A Case Study in How the House of Representatives Damages Itself

If you even noticed the party-line vote in the US House back in June to censure Democratic Rep. Adam Schiff, you may have forgotten it by now. Events do move quickly in Washington. And if you did pay attention, odds are good you either figured that Schiff got what he deserved (if you’re a Republican) or that the whole thing was a travesty (if you’re a Democrat).

But my concern isn’t the individuals or the arguments involved, it’s how it happened. And on that front, I have to agree that it was a travesty—not for partisan reasons, but because of the damage I think the House did to itself that day.

To understand why, you have to understand how the House came to vote on the Schiff measure in the first place. Ordinarily, potential disciplinary matters involving the conduct of a US representative are handled by the House Ethics Committee, which is specifically set up with equal numbers of Republicans and Democrats so that there must be bipartisan support for moving forward with sanctioning one of their colleagues. This is important for any number of reasons, but especially when it comes to ethics or misconduct charges, which can be used as political weapons.

It's also vital because normally, it’s up to the Ethics Committee to investigate members and their conduct when questions are raised. Ideally, the evenly divided nature of the committee ensures that those investigations will be careful and thorough, since at least half the members looking at the results will be inclined to skepticism. 

In the Schiff case, however, none of that happened. Instead, the censure resolution was brought directly to the floor of the House, bypassing the Ethics Committee. This was a clear example of the GOP majority in the House flexing its muscles against the Democrat who’d chaired the House Intelligence Committee as it investigated then-President Donald Trump.

As it happens, Republicans weren’t setting a precedent with that move. Less than two years ago, in November, 2021, the Democrats who were then in control of the House brought to the floor and passed a censure resolution against GOP Rep. Paul Gosar, the first censure in over a decade. Gosar had photoshopped and posted an anime video to social media that showed him appearing to kill a fellow member of the House, Democrat Alexandria Ocasio-Cortez, and attacking President Joe Biden. The video outraged Democrats—who proceeded to bypass the Ethics Committee so they could bring Gosar’s censure directly to a vote. The Republican minority objected vociferously. Referring to then-Speaker Nancy Pelosi, one GOP member said, “She’s created precedents that are going to reverberate for decades to come,” adding that Pelosi had “torn the fabric of this House apart.”

I’m sure you can see where I’m going with this. Whatever the merits of each case, it’s not hard to think of the Schiff censure as payback for the Gosar censure—or to be reminded of the destructive tit-for-tat cycles we more commonly associate with the Middle East, say, or Northern Ireland.

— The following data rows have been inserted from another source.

PR #1916, opened 2026-03-25
Adapted flow to add possiblity to change MPPT and battery counts during inverter setup

rosenrot00:
This changes the integration to use the manually configured mppt_count and battery_count during setup instead of relying only on automatic detection.

What changed:

- configured MPPT count now overrides detected MPPT flags during inverter setup
- battery handling now follows the configured battery count more consistently
- topology filtering was tightened so unused MPPT and battery entities are skipped more reliably

Why:

- some inverters report the wrong MPPT count
- some installations only use part of the available MPPT or battery topology
- manual configuration should be the source of truth in those cases

@wills106 it adds a little more complexity but people with less or more mppt or without battery could now define it themselves. Let me know if it makes sense to you this way.


wills106:
Are you able to look at the failed CI/CD so I can merge this along with #1910

rosenrot00:
> Are you able to look at the failed CI/CD so I can merge this along with #1910

Please ignore this PR as well as #1910 for now. This PR will replace #1910.

Also, we need to test this PR before publishing a release as it changes the flow. In best case any plugin would provide inverter data (MPPT, batteries, max power, max export) which could be adjusted manually.

I guess this needs to be done step by step. I need to do more work here.

TCWORLD:
Worth keeping you in the loop  We should probably look at adding the ability to control sensor maps based on version numbers rather than just the GEN flags. 

There's a sensor called "Modbus Protocol Version"  now which provides a useful way of figuring out what register maps to used. 

If this value is >=100, then the latest protocol documents that have been circulating apply. Otherwise we can't know reliably whether registers can be used. The GENx can't necessarily be used to separate this because it's firmware version dependent 

I have a feeling we're going to have more and more issues going forward - like the PV power total issue that's just popped up where it works for the VAST but not G4-Pro because of different firmware flavours. 

I suspect the inverter ID number lookup in the recent protocol document applies only when the protocol version is >=100.

PR #1918, opened 2026-03-26
Correct scaling on Export User Limit readback sensor for SolaX X3 inverters

TCWORLD:
This fixes a mistake made in #1899.

For X3, the scale factor should be the same on the Sensor entity and the Number entity, but they ended up having opposing values.

This meant the export limit was being set correctly on the inverter, but when the value is read back it appears as 1/100 of the actual value.

### DIFF
--- a/custom_components/solax_modbus/plugin_solax.py
+++ b/custom_components/solax_modbus/plugin_solax.py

The Ethics Committee and its bipartisan processes exist for a reason: The institution of the House is stronger and more resilient when destructive partisan passions are constrained by procedure. If those procedures weren’t there, what we’ve just witnessed would be commonplace: one party punishing the other every time control of Congress changes hands. It may be unsatisfying to wait for the Ethics Committee to do its work—there’s a lot of frustration on Capitol Hill right now as it investigates GOP Rep. George Santos—but that’s the only way members can be assured that partisanship is taking a back seat to fair process.

By giving free rein to their members’ eagerness to score points against the other side, House leaders are setting the stage for further off-putting displays in the future. Though I’m not holding my breath, here’s hoping that the next time such an issue arises, cooler heads prevail.

Lee Hamilton is a Senior Advisor for the Indiana University Center on Representative Government; a Distinguished Scholar at the IU Hamilton Lugar School of Global and International Studies; and a Professor of Practice at the IU O’Neill School of Public and Environmental Affairs. He was a member of the U.S. House of Representatives for 34 years.